Can CBD Curb Heroin Addiction? | Medpage Today – MedPage Today

Cannabidiol (CBD; Epidiolex) reduced opioid cravings and anxiety among heroin users, suggesting it may have a role in curbing addiction, an exploratory trial found.

Compared with placebo, once daily CBD 400 or 800 mg diminished cue-related cravings and anxiety among people who had heroin use disorder, reported Yasmin Hurd, PhD, of the Icahn School of Medicine at Mount Sinai in New York City, and colleagues in the American Journal of Psychiatry.

Environmental cues are one of the strongest triggers for drug cravings, Hurd noted. “Cue-induced cravings trigger relapse,” she told MedPage Today. “For me, this research is extremely promising. If we can find the medication that targets that kind of system, that would be amazing.”

The study comes after years of research from Hurd’s group about the pharmacological properties of marijuana and its potential as a drug to curb opioid craving. Of the many components of marijuana, cannabidiol may hold the most promise, Hurd noted. Prior work has shown that CBD reduced animals’ tendency to use heroin in response to a drug-associated cue.

In the current study, Hurd and colleagues explored acute (1 hour, 2 hours, and 24 hours), short-term (3 consecutive days), and protracted (7 days after dosing ended) effects of CBD on drug cue-induced craving and anxiety. They studied 42 heroin-abstinent people from 2016 to 2018 who had been using heroin on average for about 13 years. Most (64%) had been abstinent from heroin for less than a month; 14% had been abstinent for 1 to 2 months, and 21% for 2 to 3 months.

The researchers randomly assigned participants to receive once-daily doses of 400 mg of oral CBD solution, 800 mg, or a placebo solution for 3 consecutive days. They exposed participants to neutral and drug-related cues in three sessions: immediately after dosing, 24 hours after dosing, and 7 days after the final dosing day. Neutral cues were a 3-minute video of relaxing scenes of nature; drug-related cues were a 3-minute video of intravenous or intranasal drug use and exposure to heroin-related paraphernalia like syringes, rubber ties, and packets of powder resembling heroin.

Craving scores significantly increased during the heroin cues and were unchanged during the neutral cues. Both 400 mg and 800 mg of CBD reduced cue-induced cravings and anxiety; these effects were most prominent 1 to 2 hours after CBD first was administered. Heroin cues also increased physiological measures of stress reactivity — heart rate, blood pressure, and cortisol levels — which CBD reduced.

Craving and anxiety still were diminished a week after the last CBD dose, mirroring preclinical findings. “This data replicates our pilot study and validates our animal models,” Hurd noted.
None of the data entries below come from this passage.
PR #4558, opened 2025-07-21
Fix duplicate artifactId (case-insensitive) (#4552)

hanohrs:
This PR fixes issues with duplicate `artifactId`s, including case-insensitive duplicates (e.g., `python3` vs `Python3`).
It addresses and includes the fix for #4552.

Note: According to [this page](https://maven.apache.org/guides/mini/guide-naming-conventions.html#Artifact_identifier), `artifactId`s should only consist of lowercase letters, digits, and hyphens. However, this PR does not modify `artifactId`s that contain uppercase letters and violate this convention.


teverett:
@hanohrs  thanks!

Hurd and colleagues will start human imaging studies soon to see how CBD affects craving and anxiety. Larger, longer clinical trials also are needed: “We’re hypothesizing that CBD will decrease relapse, but we need to see whether it does long-term,” she said.

“That’s the whole issue — decreasing relapse and decreasing overdose — that we face right now,” she continued. “It’s very difficult for people to stay off heroin. When people return from rehab and come back home, the environmental cues are very strong.”

But CBD has promise because “it’s very specific,” she noted. “It’s not rewarding; it’s not methadone or THC. CBD is actually decreasing connections to environmental cues. That’s why it is intriguing.”

The study was supported by GW Pharmaceuticals and the Icahn School of Medicine at Mount Sinai.

Hurd and co-authors disclosed no relevant relationships with industry.